* Requirement
Pull every line from the records that has the word "defined" in it.

* Extracted material
PR #1533, opened 2026-01-26
Fix macOS crash on exit

### LINKED ISSUE #1469: Neutralino.app.exit() throws NSException on Mac
**Describe the bug**
The command Neutralino.app.exit() throws NSException on Mac.
Even though the window closes, the error leaves a long stack trace in the console and/or opens Mac's crash report window every time the application gets closed.

**To Reproduce**
1. Initiate a simple neutralinojs project (v6.3.0) runnable in window mode,
2. Set `modes.window.exitProcessOnClose` to `false` in `neutralino.config.json`,
3. Add the following snippet to main.ts (or an equivalent file):
```
async function onWindowClose() {
    console.log('Saving data and closing the window...')
    await Neutralino.app.exit()
}

// Initialize Neutralino
Neutralino.init()

// Register event listeners
Neutralino.events.on('windowClose', onWindowClose)
```
4. Close the application by clicking on X button and observe the error being thrown.

**Expected behavior**
The tool runs onWindowClose function and exits gracefully.

Image

Output in the console (without full stack trace):

> 2025-10-02 15:56:37.608 neutralino-mac_arm64[23540:187414] This application is modifying the autolayout engine from a background thread after the engine was accessed from the main thread. This can lead to engine corruption and weird crashes.
>  Stack:(**[...]**)
> *** Terminating app due to uncaught exception 'NSInternalInconsistencyException', reason: 'Modifications to the layout engine must not be performed from a background thread after it has been accessed from the main thread.'
> *** First throw call stack:
> (**[...]**)
> libc++abi: terminating due to uncaught exception of type NSException
> neu: INFO neutralino-mac_arm64 was stopped with success code 0

Full stack report attached [here](https://github.com/user-attachments/files/22662480/full_stack_trace.txt).

**Specifications**  
 - OS: macOS Tahoe v26.0.1
 - Neutralinojs version: v6.3.0
 - Neutralinojs client library version: v6.3.0
 - Neutralinojs CLI version: v11.6.0

**Additional context**
I was using version 5.5.0 and the exit command was working correctly After switching to 6.3.0 the problem showed up. The error message suggests that there is a threading issue in MacOS.

I was able to find a workaround. I use `await Neutralino.app.killProcess()` instead `exit()`. Although this approach is not recommended according to the documentation.

Thanks in advance for looking into it!

Namiiii-sys:
Fixes #1469 

## Description

This PR addresses a crash occurring on macOS when Neutralino.app.exit() is called.

The Root Cause: Threading Violation: app.exit() is triggered from the background WebSocket thread, but AppKit requires that UI operations specifically saving window state and terminating the window occur exclusively on the Main Thread.

## Changes proposed

 - api/window/window.cpp: Wrapped the _close logic in a dispatch_sync block targeting the Main Queue on macOS. This ensures UI operations happen on the correct thread.
 

## How to test it

  - Build the project on macOS (ARM64/x64) using cmake .
  - Run the generated binary.
  - Open the Developer Tools (Inspector).
  - Execute Neutralino.app.exit() in the console.
  - Expected Result: The application closes instantly and cleanly, with no stack trace or error output in the terminal.

Note on Iteration: In my previous commit, I attempted to resolve the crash by removing the close() call entirely to avoid a suspected double-free. After further testing and feedback, I've refined the fix to focus strictly on the threading violation. This current version keeps all original cleanup logic intact but ensures it executes on the Main Thread, preventing the crash while avoiding any risk of "zombie" processes.

### DIFF
--- a/api/window/window.cpp
+++ b/api/window/window.cpp
@@ -693,6 +693,16 @@ bool __createWindow() {
 
 void _close(int exitCode) {
     if(nativeWindow) {
+        #if defined(__APPLE__)
+        dispatch_sync(dispatch_get_main_queue(), ^{
+            if(windowProps.useSavedState) {
+                __saveWindowProps();
+            }
+            nativeWindow->terminate(exitCode);
+            delete nativeWindow;
+            nativeWindow = nullptr;
+        });
+        #else   
         if(windowProps.useSavedState) {
             __saveWindowProps();
         }
@@ -701,6 +711,8 @@ void _close(int exitCode) {
         FreeConsole();
         #endif
         delete nativeWindow;
+        nativeWindow = nullptr;
+        #endif
     }
 }
 
--- a/api/window/window.cpp
+++ b/api/window/window.cpp
@@ -12,6 +12,7 @@
 
 #elif defined(__APPLE__)
 #include <objc/objc-runtime.h>
+#include <dispatch/dispatch.h>
 #include <CoreFoundation/Corefoundation.h>
 #include <CoreGraphics/CGDisplayConfiguration.h>
 #include <CoreGraphics/CGWindow.h>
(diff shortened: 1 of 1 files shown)


shalithasuranga (approved):
Thanks so much :tada: I've updated the suggested code a bit

PR #1534, opened 2026-01-26
 Add Ctrl+W/Cmd+W keyboard shortcut to close application window 

lahari936:
- Implements standard close window shortcut for all platforms
- Uses Ctrl+W on Windows/Linux and Cmd+W on macOS
- Prevents default browser behavior
- Integrates with Neutralino.app.exit() API
- Platform detection via navigator.platform

## Changes proposed

 - Change 1
 - Change 2
 - etc..

## How to test it

 - Run specs/tests

## Next steps

None.

## Deploy notes

None.

### DIFF
--- a/bin/resources/js/main.js
+++ b/bin/resources/js/main.js
@@ -30,4 +30,15 @@ Neutralino.events.on("eventFromExtension", (evt) => {
     console.log(`INFO: Test extension said: ${evt.detail}`);
 });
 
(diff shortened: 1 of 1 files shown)


shalithasuranga:
Hello, thanks so much for sending this pull request. I had to close this since we don't update the simple sample app with features -- it's only there for testing and development purposes. I think the above-mentioned feature belongs to the app -- not the framework.

Issue #1548, opened 2026-02-11
macOS: window.focus() doesn't bring window to front when another app is active


uneco:
**Describe the bug**

`Neutralino.window.focus()` on macOS doesn't bring the window to front when the active app's window is in front.

**To Reproduce**

1. Put another app's window in front of the Neutralino app window
2. Call `window.focus()`
3. If the front window has focus: Neutralino window stays behind
4. If the front window doesn't have focus: Neutralino window comes to front

**Expected behavior**

The documentation says:
- `window.show()`: "Shows the native window."
- `window.focus()`: "Focuses the native window."

The difference between these two is unclear. However, looking at other platforms' implementations, Linux uses `gtk_window_present()` and Windows uses `SetForegroundWindow()`, both of which activate the window and bring it to front. The macOS implementation only calls `orderFront:`, which cannot bring a window above the active application's windows.

There is no Neutralino API on macOS that can activate a window when another app is active.

**Specifications**
- OS: macOS
- Neutralinojs version: v6.5.0

**Additional context**

Current macOS implementation (`api/window/window.cpp`):
```cpp
((void (*)(id, SEL, id))objc_msgSend)((id) windowHandle,
        "orderFront:"_sel, NULL);
```

Possible fix using `activate` + `makeKeyAndOrderFront:`:
```cpp
((void (*)(id, SEL))objc_msgSend)(
    ((id(*)(id, SEL))objc_msgSend)("NSApplication"_cls, "sharedApplication"_sel),
    "activate"_sel);
((void (*)(id, SEL, id))objc_msgSend)((id) windowHandle,
        "makeKeyAndOrderFront:"_sel, NULL);
```

PR #1549, opened 2026-02-11
fixed(#1548): window.focus() brings window to front on macOS

uneco:
## Description

Fix `Neutralino.window.focus()` on macOS to bring the window to front when another app is active.

Fixes https://github.com/neutralinojs/neutralinojs/issues/1548

## Changes proposed

- Call `[NSApplication sharedApplication].activate` to activate the app
- Use `makeKeyAndOrderFront:` instead of `orderFront:` to make the window key window and bring it to front

### Why this fix works

The previous implementation only called `orderFront:`, which did not bring the window to front when another app was active. The fix calls `activate` first, then `makeKeyAndOrderFront:`. This matches `gtk_window_present()` on Linux and `SetForegroundWindow()` on Windows.

## How to test it

1. Launch the Neutralino app
2. Put another app's window in front of the Neutralino app window
3. Call `Neutralino.window.focus()`
4. Verify the Neutralino window comes to the front

### DIFF
--- a/api/window/window.cpp
+++ b/api/window/window.cpp
@@ -1432,8 +1432,11 @@ json focus(const json &input) {
     #if defined(__linux__) || defined(__FreeBSD__)
     gtk_window_present(GTK_WINDOW(windowHandle));
     #elif defined(__APPLE__)
+    ((void (*)(id, SEL))objc_msgSend)(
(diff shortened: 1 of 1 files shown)


shalithasuranga (commented):
Thanks so much @uneco :tada:

PR #1551, opened 2026-02-12
Add windowActivate event for macOS dock icon click

uneco:
## Description

macOS users expect clicking the dock icon to bring a hidden window back. Neutralino has no event for this.

This PR adds a `windowActivate` event that fires when the user clicks the dock icon, via the `applicationShouldHandleReopen:hasVisibleWindows:` delegate method.

## Why the tray library is also changed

* Reply
+        #if defined(__APPLE__)
 #elif defined(__APPLE__)
     #if defined(__linux__) || defined(__FreeBSD__)
     #elif defined(__APPLE__)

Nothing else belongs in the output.